2000 li yılların başlarında öğrenci olarak gittiğim Bakü’de sizinle bir anımı paylaşmak istiyorum.
Fetö’nün “Hocaefendi” olduğu yıllardı.
Azerbeycan’da meşhur bir özel üniversitenin yurdundayız.
Ders çalışma salonunda her sıranın altında Kur-an var.
Dışardan bakıldığı zaman gayet masumane din öğrenen insanlar olarak görüyorsunuz, bunda ne var ki.!
Öyle ya, dışardan biri şöyle bir şey söylese:
Meşhur bilindik, sürü, basit, iğrenç ve bir o kadar da asla asıl maksadı anlatmayan bir kelime olan irticai faaliyet dese..
Çünkü o zamanlarda kendini çağdaş zanneden geri zekalılara göre, Kur’an-ı Kerim okumak irticai faaliyetti.!
Kuran aklını ve ahlakını anlamayan her geri zekâlıya göre, mutlaka Kur’an-ı Kerim irticai faaliyettir..
Ama aklını keşfetmiş insanın Kur’an-ı Kerim den öğreneceği şeylerin hesabını yapmak bizim haddimize dahi düşmez.
Bu düzeneği kuran şeytani zeka öyle korkunç bir düzenek kurmuş ki, düzeneği yıksanız dahi elde ettiğiniz kazanım, yine şeytani zekaya hizmet ediyor.
İrtica ile mücadele ettiler ama irticacılar savaşı kazandı ama irticacılar da şeytani zekanın hizmetinde…
Neyse biz konumuza dönelim.
Her sıranın altında Kur’an-ı Kerim ve herkes isterse her saat Kur’an-ı Kerim okuyabilir.
Okudukça sevap alırsın, sevap aldıkça okursun.
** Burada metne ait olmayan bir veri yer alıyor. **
PR #1939, opened 2025-08-09
Enable java cache.

Jaehwa-Noh:
**What I have done and why**
Enable Java cache on github action.

https://github.com/actions/setup-java?tab=readme-ov-file#caching-packages-dependencies

### DIFF
--- a/.github/workflows/Build.yaml
+++ b/.github/workflows/Build.yaml
@@ -35,6 +35,7 @@ jobs:
         with:
           distribution: 'zulu'
           java-version: 21
+          cache: 'gradle'
 
       - name: Setup Gradle
         uses: gradle/actions/setup-gradle@v4
--- a/.github/workflows/Release.yml
+++ b/.github/workflows/Release.yml
@@ -32,6 +32,7 @@ jobs:
         with:
           distribution: 'zulu'
           java-version: 17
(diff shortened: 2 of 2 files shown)


SimonMarquis:
`gradle/actions/setup-gradle` already handles caching, which means we will duplicate the entire grape cache. Do you have any information about how they differ?

Jaehwa-Noh:
@SimonMarquis Good point!
I've searched a github action documentations and finally land here.
https://github.com/gradle/actions/blob/main/docs/setup-gradle.md#incompatibility-with-other-caching-mechanisms

```
Incompatibility with other caching mechanisms
When using setup-gradle we recommend that you avoid using other mechanisms to save and restore the Gradle User Home.

Specifically:

Avoid using actions/cache configured to cache the Gradle User Home, [as described in this example](https://github.com/actions/cache/blob/main/examples.md#java---gradle).
Avoid using actions/setup-java with the cache: gradle option, [as described here](https://github.com/actions/setup-java#caching-gradle-dependencies).
Using either of these mechanisms may interfere with the caching provided by this action. If you choose to use a different mechanism to save and restore the Gradle User Home, you should disable the caching provided by this action, as described above.
```

It doesn't need a cache since setup-gradle cache set.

Bunu böyle yapmakla cennete gittiğine inanırsın.
Böyle inananlar cennete giderler mi, gitmezler mi bilmem.
Zira cennetin sahibi ben değilim.
Ama darbe yaptılar diyorsunuz..
Cennetlik adamlar darbe yapmaz insan öldürmez..
Ancak bildiğim hakikat şu ki:
İstedikleri kadar anlamadıkları dilde Kur’an-ı Kerim okuyan öğrencilere, sabah namazının peşinden anladıkları dil ile Gülen’in kitapları okunurdu.
Anlamadıkları dil ile Kur’an-ı Kerim okuyanlar,  o genç beyinler, o yetenekli çocuklar, beynin en boş olduğu günün aydınlandığı saatlerde anladıkları dil ile Gülen kitaplarını okuduklarında din öğretimi öğrendiklerini zannederlerdi..
Gördünüz mü şimdi din eğitim hayatında özel amaçlar için nasıl kullanılabilir.!
Devlet asla eğitimden ve sağlıktan elini çekmemeli, eğitim ve sağlığa gereken önemi vermelidir ve tüm bu hususları dikkatle incelemeleri ve izlemeli acilen tedbirlerini almalıdır.!
Artık bu millet, Kur’ân ile, din ile, Allah ile aldatılmamalıdır.
Şu hakikat unutulmamalıdır ki savaş meydanında Kur’an ayetlerini mızrağa sarıp müslümanlarla savaşanların torunları hala evrende canlılar yaşıyorlar ve varlar.
Bunları anlamak için şu gerçeği bilmek yeterlidir.
Göz değil, akıl görür…

Doğru yolda olana selam olsun.!

Dipçe: Diyorum ki:

Sağlık, eğitim ve dinin ticareti olmaz.
Olursa da ahlaki olmaz.
 
Yapanlar da, er ya da geç ahlaki değerlerini yitirirler.!
 
Sağlıktan ziyade para denen kirle çalışan doktor, hukuktan ziyade paraya değer veren “hukukçu” evlatlarımızın geleceğini paraya sıkıştıran eğitimci, insan ahlakını tamamlamak üzere gelen din ticarete dönüşürse, o diyarda hukuk iğfal edilir.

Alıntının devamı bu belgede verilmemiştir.